# [Task description]
For the listing below, give the number of lines that include "Delete" and add nothing to it.

# [Records provided]
- - - -

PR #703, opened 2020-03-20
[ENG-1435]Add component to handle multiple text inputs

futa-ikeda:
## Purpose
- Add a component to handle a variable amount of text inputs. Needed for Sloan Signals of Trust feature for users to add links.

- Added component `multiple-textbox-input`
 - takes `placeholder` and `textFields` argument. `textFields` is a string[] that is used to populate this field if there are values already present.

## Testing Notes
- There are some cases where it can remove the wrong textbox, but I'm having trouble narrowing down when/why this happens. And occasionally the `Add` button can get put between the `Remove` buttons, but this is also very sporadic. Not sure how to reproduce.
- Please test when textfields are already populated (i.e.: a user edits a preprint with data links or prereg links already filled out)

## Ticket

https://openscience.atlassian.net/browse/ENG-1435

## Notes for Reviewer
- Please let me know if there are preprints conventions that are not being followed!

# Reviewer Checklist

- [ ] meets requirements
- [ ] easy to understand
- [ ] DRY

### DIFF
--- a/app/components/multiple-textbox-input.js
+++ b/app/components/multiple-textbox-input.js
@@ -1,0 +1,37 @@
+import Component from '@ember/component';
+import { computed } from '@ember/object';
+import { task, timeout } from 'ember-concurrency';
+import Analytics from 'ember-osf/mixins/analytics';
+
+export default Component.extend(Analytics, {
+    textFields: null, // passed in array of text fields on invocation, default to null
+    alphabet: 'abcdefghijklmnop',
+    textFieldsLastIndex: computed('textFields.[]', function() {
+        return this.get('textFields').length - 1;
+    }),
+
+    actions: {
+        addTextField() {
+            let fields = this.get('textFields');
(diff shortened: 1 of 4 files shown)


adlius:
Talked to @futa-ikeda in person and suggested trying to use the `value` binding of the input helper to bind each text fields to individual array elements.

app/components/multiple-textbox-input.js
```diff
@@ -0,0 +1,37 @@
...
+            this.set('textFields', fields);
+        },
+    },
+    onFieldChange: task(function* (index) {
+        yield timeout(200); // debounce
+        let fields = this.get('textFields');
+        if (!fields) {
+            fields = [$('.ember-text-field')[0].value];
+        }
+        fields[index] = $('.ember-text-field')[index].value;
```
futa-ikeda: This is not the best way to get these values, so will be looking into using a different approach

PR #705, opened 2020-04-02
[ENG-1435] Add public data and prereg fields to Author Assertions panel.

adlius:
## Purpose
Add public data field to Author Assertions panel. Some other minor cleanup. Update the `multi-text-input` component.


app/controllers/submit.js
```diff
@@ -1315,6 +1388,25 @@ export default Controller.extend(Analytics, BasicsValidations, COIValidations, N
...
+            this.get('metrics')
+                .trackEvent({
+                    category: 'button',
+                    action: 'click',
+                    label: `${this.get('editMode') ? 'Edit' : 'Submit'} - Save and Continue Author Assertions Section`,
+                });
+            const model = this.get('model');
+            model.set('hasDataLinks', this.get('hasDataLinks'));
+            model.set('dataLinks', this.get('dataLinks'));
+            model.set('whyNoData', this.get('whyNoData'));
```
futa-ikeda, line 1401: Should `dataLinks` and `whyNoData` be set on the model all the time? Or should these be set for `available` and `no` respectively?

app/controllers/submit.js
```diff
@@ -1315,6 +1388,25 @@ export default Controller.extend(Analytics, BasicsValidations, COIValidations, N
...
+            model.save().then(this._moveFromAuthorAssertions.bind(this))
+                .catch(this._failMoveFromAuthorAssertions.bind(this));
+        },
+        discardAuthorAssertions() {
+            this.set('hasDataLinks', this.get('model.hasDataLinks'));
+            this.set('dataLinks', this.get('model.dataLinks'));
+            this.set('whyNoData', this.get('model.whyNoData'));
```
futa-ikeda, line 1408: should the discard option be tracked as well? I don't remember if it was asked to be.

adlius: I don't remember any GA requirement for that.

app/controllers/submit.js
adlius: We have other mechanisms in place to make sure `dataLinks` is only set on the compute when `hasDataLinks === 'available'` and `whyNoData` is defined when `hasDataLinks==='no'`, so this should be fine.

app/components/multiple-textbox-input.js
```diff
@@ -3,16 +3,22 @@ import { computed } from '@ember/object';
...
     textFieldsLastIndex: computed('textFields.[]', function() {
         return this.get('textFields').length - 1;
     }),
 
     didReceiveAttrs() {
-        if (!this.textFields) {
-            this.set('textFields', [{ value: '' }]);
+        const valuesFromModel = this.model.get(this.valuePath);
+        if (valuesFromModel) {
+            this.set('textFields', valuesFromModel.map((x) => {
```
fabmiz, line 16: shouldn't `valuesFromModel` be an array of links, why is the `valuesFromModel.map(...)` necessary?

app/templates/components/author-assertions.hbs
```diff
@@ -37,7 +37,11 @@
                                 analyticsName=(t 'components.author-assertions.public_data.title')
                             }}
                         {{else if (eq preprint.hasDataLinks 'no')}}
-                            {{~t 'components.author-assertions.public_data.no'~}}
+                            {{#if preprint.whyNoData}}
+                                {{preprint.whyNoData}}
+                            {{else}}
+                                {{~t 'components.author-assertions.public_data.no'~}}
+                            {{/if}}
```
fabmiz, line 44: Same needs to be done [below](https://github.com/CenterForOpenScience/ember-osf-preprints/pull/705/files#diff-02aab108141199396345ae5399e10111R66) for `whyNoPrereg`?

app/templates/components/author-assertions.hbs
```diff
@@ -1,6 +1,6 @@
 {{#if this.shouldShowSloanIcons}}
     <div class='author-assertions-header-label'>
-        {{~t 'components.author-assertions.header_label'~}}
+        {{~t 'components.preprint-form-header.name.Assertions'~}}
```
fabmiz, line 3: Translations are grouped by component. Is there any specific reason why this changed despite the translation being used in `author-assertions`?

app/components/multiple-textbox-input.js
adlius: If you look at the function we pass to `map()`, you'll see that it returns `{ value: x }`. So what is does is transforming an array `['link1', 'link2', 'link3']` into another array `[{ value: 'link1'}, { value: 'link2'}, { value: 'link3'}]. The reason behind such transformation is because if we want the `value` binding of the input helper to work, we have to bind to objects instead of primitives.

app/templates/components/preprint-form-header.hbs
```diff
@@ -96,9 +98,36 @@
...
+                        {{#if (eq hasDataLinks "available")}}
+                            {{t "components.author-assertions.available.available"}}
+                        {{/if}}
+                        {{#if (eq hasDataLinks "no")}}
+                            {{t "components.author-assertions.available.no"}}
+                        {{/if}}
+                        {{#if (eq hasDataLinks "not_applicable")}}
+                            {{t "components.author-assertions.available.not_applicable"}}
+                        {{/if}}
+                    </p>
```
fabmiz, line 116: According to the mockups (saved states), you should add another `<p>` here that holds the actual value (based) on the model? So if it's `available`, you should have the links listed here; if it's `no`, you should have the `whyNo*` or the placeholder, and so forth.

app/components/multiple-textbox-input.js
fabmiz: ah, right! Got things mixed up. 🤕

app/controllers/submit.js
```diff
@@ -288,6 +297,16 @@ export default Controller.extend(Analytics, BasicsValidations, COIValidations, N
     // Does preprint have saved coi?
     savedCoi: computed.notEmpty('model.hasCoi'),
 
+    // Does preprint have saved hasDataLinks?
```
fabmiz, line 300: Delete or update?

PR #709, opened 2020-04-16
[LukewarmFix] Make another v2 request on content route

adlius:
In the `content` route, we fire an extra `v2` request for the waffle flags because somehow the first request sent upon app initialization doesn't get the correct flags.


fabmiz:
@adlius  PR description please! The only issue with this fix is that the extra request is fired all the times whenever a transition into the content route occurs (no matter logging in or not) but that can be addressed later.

- - - -

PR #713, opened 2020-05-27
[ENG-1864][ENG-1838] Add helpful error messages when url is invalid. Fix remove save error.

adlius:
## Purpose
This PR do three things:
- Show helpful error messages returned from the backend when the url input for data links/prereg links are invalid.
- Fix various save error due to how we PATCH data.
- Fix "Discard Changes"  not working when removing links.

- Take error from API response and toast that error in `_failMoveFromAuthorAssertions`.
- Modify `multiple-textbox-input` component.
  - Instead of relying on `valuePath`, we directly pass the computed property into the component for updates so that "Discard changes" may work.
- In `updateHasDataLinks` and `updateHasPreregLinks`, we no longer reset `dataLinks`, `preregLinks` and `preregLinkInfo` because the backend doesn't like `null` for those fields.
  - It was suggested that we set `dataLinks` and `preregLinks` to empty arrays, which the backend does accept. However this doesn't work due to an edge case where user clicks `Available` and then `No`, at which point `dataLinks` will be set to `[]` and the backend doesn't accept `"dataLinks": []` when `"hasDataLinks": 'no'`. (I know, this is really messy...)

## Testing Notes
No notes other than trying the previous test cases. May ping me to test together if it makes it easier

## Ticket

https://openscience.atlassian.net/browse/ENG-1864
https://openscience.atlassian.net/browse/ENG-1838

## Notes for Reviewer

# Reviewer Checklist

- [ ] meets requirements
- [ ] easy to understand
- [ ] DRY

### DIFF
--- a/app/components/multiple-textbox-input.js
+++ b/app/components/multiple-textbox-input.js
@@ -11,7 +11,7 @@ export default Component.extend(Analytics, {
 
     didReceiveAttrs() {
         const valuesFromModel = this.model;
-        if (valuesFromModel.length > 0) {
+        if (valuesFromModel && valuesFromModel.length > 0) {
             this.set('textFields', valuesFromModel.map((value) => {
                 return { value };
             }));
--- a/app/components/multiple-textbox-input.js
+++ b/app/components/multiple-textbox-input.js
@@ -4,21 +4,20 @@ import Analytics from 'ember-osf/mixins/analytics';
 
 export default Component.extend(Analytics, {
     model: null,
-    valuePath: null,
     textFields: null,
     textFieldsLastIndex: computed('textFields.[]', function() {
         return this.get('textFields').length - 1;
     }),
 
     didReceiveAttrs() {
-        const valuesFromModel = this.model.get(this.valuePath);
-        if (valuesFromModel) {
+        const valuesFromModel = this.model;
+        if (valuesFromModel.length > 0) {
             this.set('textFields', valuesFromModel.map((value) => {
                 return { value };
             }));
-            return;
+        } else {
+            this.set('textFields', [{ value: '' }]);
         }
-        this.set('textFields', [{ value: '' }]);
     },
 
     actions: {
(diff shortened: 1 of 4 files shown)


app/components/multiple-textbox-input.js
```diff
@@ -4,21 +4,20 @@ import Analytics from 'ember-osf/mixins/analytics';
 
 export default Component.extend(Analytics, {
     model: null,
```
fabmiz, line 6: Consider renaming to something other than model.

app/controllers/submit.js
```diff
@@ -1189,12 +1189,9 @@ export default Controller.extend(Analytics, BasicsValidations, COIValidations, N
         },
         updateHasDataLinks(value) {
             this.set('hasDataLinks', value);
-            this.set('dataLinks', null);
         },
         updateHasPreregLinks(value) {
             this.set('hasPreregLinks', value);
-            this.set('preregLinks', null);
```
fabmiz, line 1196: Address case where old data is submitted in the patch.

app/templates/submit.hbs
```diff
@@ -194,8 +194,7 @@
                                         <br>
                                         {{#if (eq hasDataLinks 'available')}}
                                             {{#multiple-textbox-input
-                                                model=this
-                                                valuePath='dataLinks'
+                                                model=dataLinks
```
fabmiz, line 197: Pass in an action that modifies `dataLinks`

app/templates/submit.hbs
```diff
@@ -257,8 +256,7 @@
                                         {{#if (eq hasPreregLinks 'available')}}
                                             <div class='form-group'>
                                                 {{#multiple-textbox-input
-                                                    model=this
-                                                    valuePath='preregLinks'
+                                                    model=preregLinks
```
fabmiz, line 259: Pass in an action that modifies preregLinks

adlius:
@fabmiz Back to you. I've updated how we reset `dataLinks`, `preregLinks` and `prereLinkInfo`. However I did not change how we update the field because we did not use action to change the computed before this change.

- - - -

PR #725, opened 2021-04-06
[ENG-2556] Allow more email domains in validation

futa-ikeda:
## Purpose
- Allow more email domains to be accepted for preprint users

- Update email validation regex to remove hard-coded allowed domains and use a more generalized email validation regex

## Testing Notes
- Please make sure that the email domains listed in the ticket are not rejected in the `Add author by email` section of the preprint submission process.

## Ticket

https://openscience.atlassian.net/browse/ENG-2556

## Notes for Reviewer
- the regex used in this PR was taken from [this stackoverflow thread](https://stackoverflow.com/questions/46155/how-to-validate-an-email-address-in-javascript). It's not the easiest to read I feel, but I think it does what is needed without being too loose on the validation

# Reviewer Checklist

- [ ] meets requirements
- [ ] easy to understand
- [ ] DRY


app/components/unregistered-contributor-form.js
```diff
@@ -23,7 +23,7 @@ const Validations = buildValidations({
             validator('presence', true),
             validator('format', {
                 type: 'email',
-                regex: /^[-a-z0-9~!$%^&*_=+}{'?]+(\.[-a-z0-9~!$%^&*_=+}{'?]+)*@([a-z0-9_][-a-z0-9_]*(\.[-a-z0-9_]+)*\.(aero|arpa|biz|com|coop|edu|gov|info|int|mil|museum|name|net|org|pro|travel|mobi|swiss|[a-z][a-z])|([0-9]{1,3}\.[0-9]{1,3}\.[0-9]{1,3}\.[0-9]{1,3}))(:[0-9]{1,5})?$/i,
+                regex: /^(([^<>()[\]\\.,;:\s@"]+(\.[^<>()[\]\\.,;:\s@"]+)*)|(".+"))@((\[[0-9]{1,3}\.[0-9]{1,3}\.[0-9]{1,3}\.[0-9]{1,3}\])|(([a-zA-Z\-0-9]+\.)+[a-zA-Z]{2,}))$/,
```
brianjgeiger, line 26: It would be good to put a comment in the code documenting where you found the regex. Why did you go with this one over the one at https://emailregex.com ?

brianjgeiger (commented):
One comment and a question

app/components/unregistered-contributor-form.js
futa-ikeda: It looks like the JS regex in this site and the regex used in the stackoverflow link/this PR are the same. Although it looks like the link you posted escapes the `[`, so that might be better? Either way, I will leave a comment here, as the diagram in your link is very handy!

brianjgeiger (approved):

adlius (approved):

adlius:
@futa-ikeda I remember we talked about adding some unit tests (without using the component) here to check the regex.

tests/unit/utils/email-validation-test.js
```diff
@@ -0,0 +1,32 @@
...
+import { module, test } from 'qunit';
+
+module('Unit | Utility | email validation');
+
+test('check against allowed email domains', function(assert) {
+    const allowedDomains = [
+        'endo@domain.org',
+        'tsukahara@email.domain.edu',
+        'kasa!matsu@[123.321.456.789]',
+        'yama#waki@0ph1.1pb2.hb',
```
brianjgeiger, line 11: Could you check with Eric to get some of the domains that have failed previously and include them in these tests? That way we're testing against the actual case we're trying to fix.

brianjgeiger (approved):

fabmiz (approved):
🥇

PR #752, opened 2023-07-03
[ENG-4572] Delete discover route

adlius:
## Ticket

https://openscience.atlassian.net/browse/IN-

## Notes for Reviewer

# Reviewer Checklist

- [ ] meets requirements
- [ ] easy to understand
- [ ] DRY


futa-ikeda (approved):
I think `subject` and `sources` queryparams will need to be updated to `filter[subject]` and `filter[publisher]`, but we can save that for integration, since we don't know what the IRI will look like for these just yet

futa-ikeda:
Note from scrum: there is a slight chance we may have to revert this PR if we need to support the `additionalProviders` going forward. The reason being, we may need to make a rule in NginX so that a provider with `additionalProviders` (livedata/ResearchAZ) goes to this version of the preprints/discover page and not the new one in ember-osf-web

- - - -

# [Output for this task]
2